Primera División de México Apertura 2009 Liguilla Final
- Event: Apertura 2009 Liguilla
| Monterrey | Cruz Azul |
| Mexico | Mexico |
| 6 | 4 |
- On aggregate

First leg
| Monterrey | Cruz Azul |
| 4 | 3 |
- Date: December 10, 2009 21:00 (UTC-6)
- Venue: Estadio Tecnológico, Monterrey, Nuevo León
- Referee: Jorge Gasso (Mexico)
- Weather: Rainy

Second leg
| Cruz Azul | Monterrey |
| 1 | 2 |
- Date: December 13, 2009 18:00 (UTC-6)
- Venue: Estadio Azul, Benito Juárez, Mexico City
- Referee: Marco Antonio Rodríguez (Mexico)

= Primera División de México Apertura 2009 Liguilla Final =

The Apertura 2009 Liguilla Final is a two-legged football match-up to determine the Apertura 2009 champion.

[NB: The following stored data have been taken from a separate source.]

PR #6205, opened 2025-08-20
Improve sso auth flow

Timshel:
This PR make multiple modifications to the authentication flow:

- stop wrapping the returned values from the authorization (`code` or `error`) in a JWT token to pass through Bitwarden redirection. Instead, it stores them in database and use the `state` to find them again. 
The length of the JWT Token might have been causing issue with the desktop client and Chrome on Windows.
- stop using a memory cache to store the User information in case a 2FA flow is triggered, use the database that we were reading anyway.
- Validate the Bitwarden clients PKCE code challenge to ensure that the client exchanging the `code` is the one which initiated the request. Cannot pass this challenge to the providers since `PkceCodeChallenge` cannot be instantiated with arbitrary values; but it does mean it's checked even if the provider does not support PKCE.

-------

Documentation which could be added to the wiki:

### On `SSO_PKCE`

Only control sending a PKCE challenge generated by the server to the provider. This is more a compatibility feature than a security one since it's separate from the challenge generated by the client.
Even when disabled the Bitwarden clients will send a challenge which will be verified before exchanging the code with the provider (It would be preferable to pass-it to the provider, but due to limitations with the underlying library it's not possible at the moment).


src/db/models/sso_auth.rs
```diff
@@ -0,0 +1,238 @@
...
+        code: OIDCCode,
+    },
+    Error {
+        error: String,
+        error_description: Option<String>,
+    },
+}
+
+#[cfg(sqlite)]
+impl ToSql<Text, diesel::sqlite::Sqlite> for OIDCCodeWrapper {
```
Timshel: The different `ToSql` probably can be improved but wanted some feedbacks before spending more times.

src/sso.rs
```diff
@@ -215,78 +218,52 @@ impl OIDCIdentifier {
...
     }
 
-    let nonce = match SsoNonce::find(&state, conn).await {
-        None => err!(format!("Invalid state cannot retrieve nonce")),
-        Some(nonce) => nonce,
+    let verifier = openidconnect::PkceCodeVerifier::new(client_verifier.into());
+    let challenge = openidconnect::PkceCodeChallenge::from_code_verifier_sha256(&verifier);
+    if challenge.as_str() != String::from(sso_auth.client_challenge.clone()) {
+        err!(format!("PKCE client challenge failed"))
+        // Might need to notify admin ? how ?
```
Timshel: It might be a sign that someone is trying to redeem an intercepted `code`.
What would you recommend ?

src/db/models/sso_auth.rs
```diff
@@ -0,0 +1,238 @@
...
+    #[derive(Identifiable, Queryable, Insertable, AsChangeset)]
+    #[diesel(table_name = sso_auth)]
+    #[diesel(primary_key(state))]
+    pub struct SsoAuth {
+        pub state: OIDCState,
+        pub client_challenge: OIDCCodeChallenge,
+        pub nonce: String,
+        pub verifier: Option<String>,
+        pub redirect_uri: String,
+        pub code_response: Option<OIDCCodeWrapper>,
```
Timshel: Chose to persist the `OIDCCodeWrapper` and `OIDCAuthenticatedUser` either as `Text` or `JSON` instead of mapping all columns since it makes it easier to handle the fact that they are Optional with optional fields.

Could be written as separate table, but I did not think it was worth it for such short-lived data (After the auth expiration of 10 min everything should be deleted anyway).

src/sso.rs
ArcticLampyrid: Is there a similar kind of notification now, for example, sending an alert to the admin when a password is being brute-forcing? If not, then I think it’s unnecessary here as well.

src/db/models/sso_auth.rs
BlackDex, line 1: I find it a bit much to create a new sql-type here.
This brings a lot of boiler-plate code which seems to be different per database type.
The problem with this is that issues could be overlooked quickly, especially if the implementation is different per type.

It might be better to just store the data in text, and add a `get` or `set` kinda function for the functions/locations where you need the value of the `OIDCCodeWrapper` it self, but keep it as a default text type.
And, maybe using the `DieselNewType` derive might help here as well?

I want to prevent future issues when something gets overlooked on a specific database type.
I would actually want most DB Queries to even not need any knowledge of which database engine is running, and custom type implements with different code isn't going to help with that.

BlackDex (commented):
Except for my comment on the `sso_auth` file i think it looks ok.

src/db/models/sso_auth.rs
Timshel: Could switch to using `Text` for all databases, this should simplify the To/FromSql.

For the `DieselNewType`  is it https://github.com/quodlibetor/diesel-derive-newtype ? If I understand correctly it's only for wrapper type ?

BlackDex: Yes, and only useful if you want to use a custom name instead of just having it as `Text`

Timshel: Switched to using `Text` in all databases.
Added the `impl_FromToSqlText` macro to for the `ToSql<Text, DB>` and `FromSql<Text, DB>`.

And rewrote the `SsoAuth.save` to use upsert for all db.

sandervandegeijn:
We are going to do the pentest on the SSO-functionality soon. Will this be merged in the coming weeks? @Timshel suggested this PR should be tested with the pentest.

BlackDex (approved):

sandervandegeijn:
Thanks!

After 17 matches on regular season, and 2 two-legged rounds of Liguilla, Cruz Azul and Monterrey have reached the final.

== Final rules ==
Like other match-ups in the knockout round, the teams will play two games, one at each team's home stadium. As the highest seeded team determined at the beginning of the Liguilla, Cruz Azul was to have home-field advantage for the second leg.

However, the tiebreaking criteria used in previous rounds will not be the same in the final. If the teams remained tied after 90 minutes of play during the 2nd leg, extra time will be used, followed by a penalty shootout if necessary.